On homomorphisms and generically $τ$-regular components for skewed-gentle algebras
Christof Geiß
TL;DR
The paper develops a comprehensive combinatorial framework for skewed-gentle algebras over fields with $\operatorname{char}(K)\neq 2$, enabling explicit descriptions of indecomposable modules and Hom-spaces through admissible words. By introducing polarized quivers, h-lines, fringing, and kisses, it yields practical formulas for the $E$-invariant and $g$-vectors, and accommodates band-modules. It then applies these tools to classify indecomposable generically $\tau$-regular irreducible components of representation varieties via tagged admissible words, connecting local combinatorics to global geometric structure.

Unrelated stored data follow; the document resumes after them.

PR #315, opened 2019-12-05
Add scalar instantiation and casting (like int(val) or np.float16(val))

notoraptor:
Hi, @breuleux @abergeron .

This PR should add support for scalar instantiation and casting (when doing `x = int(val)` or `x = np.float16(-2)`). I extracted code from my branch about RNG, and extended it to support relay backend.


myia/compile/backends/relay_helpers.py
```diff
@@ -180,6 +181,12 @@ def to_relay_type(self, a: AbstractScalar):
         return relay.ty.scalar_type(type_to_np_dtype(tp))
 
 
+@overload  # noqa: F811
+def to_relay_type(self, a: AbstractType):
+    # Let's just replace abstract type object by type wrapped inside it.
```
breuleux: That's a bit fishy. As far as I understand, values with type AbstractType are not really used, so I think we can just flat out replace it with an int type.

myia/operations/prim_scalar_cast.py
```diff
@@ -34,7 +34,8 @@ def pyimpl_scalar_cast(x, t):
     if not isinstance(a, AbstractScalar):
         raise MyiaTypeError('scalar_cast must cast to a scalar type')
     t = a.xtype()
-    engine.check(xtype.Number, t)
+    # Let's accept both numbers and boolean.
+    engine.check((xtype.Number, xtype.Bool), t)
```
breuleux: Casting a number to bool is currently implemented as `x != 0` and I'm not sure we want two ways of doing it. Also, this allows int->bool, but bool->int will not work (because scalar is still required to only have type Number).

myia/abstract/infer.py
```diff
@@ -353,7 +361,11 @@ def check_predicate(self, predicate, x):
             * A Myia type (xtype.Int[64] etc.)
             * A Python class
             * A callable that returns a boolean
+            * A tuple of values listed above. In such case, we just need
+              one of given predicates to apply to x.
         """
+        if isinstance(predicate, tuple):
+            return any(self.check_predicate(pred, x) for pred in predicate)
         if isinstance(predicate, xtype.TypeMeta):
```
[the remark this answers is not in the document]
notoraptor: Done!

myia/compile/backends/pytorch.py
```diff
@@ -475,9 +475,14 @@ def from_backend_value(self, v, t):
 
     def to_backend_value(self, v, t):
         """Convert an intermediate value to a backend value."""
-        if (isinstance(t, (abstract.AbstractError, abstract.AbstractType))
+        if (isinstance(t, abstract.AbstractError)
                 or v is abstract.DEAD):
             return None
+        if isinstance(t, abstract.AbstractType):
```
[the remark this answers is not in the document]
notoraptor: Done!

myia/compile/backends/relay.py
```diff
@@ -645,6 +646,14 @@ def convert_tagged(self, v, t):
         conv_val = self(v.value, real_t)
         return interpreter.ConstructorValue(ctr.tag, [conv_val], None)
 
+    def convert_type(self, v, t):
+        # v is already a scalar type
+        # (ie. numpy type or Python builtin numeric type)
+        # and relay does not want anything but scalar or ndarray in his graph,
```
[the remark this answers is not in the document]
notoraptor: Done

myia/abstract/infer.py
```diff
@@ -296,9 +296,17 @@ def get_inferrer_for(self, m: MacroFunction):
...
+            # Replace abstract type instantiation with
+            # either a cast for abstract scalars, or
+            # a make_record for all other cases.
+            val = fn.xvalue()
+            cls = type_to_abstract(val)
             g = ref.node.graph
-            newfn = g.apply(P.partial, P.make_record, fn.xvalue())
-            newcall = g.apply(newfn, *n_args)
+            if isinstance(cls, AbstractScalar):
+                newcall = g.apply(P.scalar_cast, *n_args, cls)
```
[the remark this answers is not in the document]
notoraptor: Done

myia/compile/backends/relay_helpers.py
notoraptor: OK!

myia/operations/prim_scalar_cast.py
notoraptor: Ok, I will remove that !

myia/abstract/infer.py
```diff
@@ -296,9 +296,23 @@ def get_inferrer_for(self, m: MacroFunction):
...
+            cls = type_to_abstract(val)
             g = ref.node.graph
-            newfn = g.apply(P.partial, P.make_record, fn.xvalue())
-            newcall = g.apply(newfn, *n_args)
+            if isinstance(cls, AbstractScalar):
+                typ = cls.xtype()
+                if issubclass(typ, xtype.Number):
+                    newcall = g.apply(P.scalar_cast, *n_args, cls)
+                elif typ is xtype.Bool:
+                    newcall = g.apply(P.scalar_ne, *n_args, 0)
```
breuleux: Sorry, I wasn't totally clear. This should map to the `bool` operator,  which normally calls `obj.__bool__` and will produce `x != 0` on int/float.

```suggestion
                    newcall = g.apply(operations.bool, *n_args)
```

notoraptor: OK !

PS: I am also trying to write the macro `call_object`, but I got other issues. I call the macro in infer code using `g.apply(operations.call_object, fn, *n_args)`, but then it wrap the abstractype into another abstract type again (ie., macro receives `AbstractType(AbstractType(AbstractScalar))` instead of just `AbstractType(AbstractScalar)`). I'm trying to figure out why this happens.

breuleux: I assume that's because it's wrapping it with `to_abstract`. Try using `n_fn` instead of `fn`.

notoraptor: Thanks !

notoraptor:
@breuleux Updated with new macro `call_object`.

breuleux:
@notoraptor Can you rebase on current master? Thanks!

notoraptor:
@breuleux Rebased !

Overall, the work provides a detailed, computable bridge from word combinatorics to module theory and geometric components, with implications for cluster-like phenomena in skewed-gentle settings.
Abstract
Let $K$ be an algebraically closed field with $\operatorname{char}(K)\neq 2$, and $A$ a skewed-gentle $K$-algebra. In this case, Crawley-Boevey's description of the indecomposable $A$-modules becomes particularly easy. This allows us to provide an explicit basis for the homomorphisms between any two indecomposable representations in terms of the corresponding admissible words in the sense of Qiu and Zhou. Previously (Geiss, 1999), such a basis was only available when no asymmetric band modules were involved. We also extend a relaxed version of fringing and kisses from Brüstle et al. (2020) to the setting of skewed-gentle algebras. With this at hand, we obtain convenient formulae for the E-invariant and g-vector for indecomposable $A$-modules, similar to the known expressions for gentle algebras. Note however, that we allow in our context also band-modules. As an application, we describe the indecomposable, generically $τ$-regular irreducible components of the representation varieties of $A$ as well as the generic values of the E-invariant between them in terms of tagged admissible words.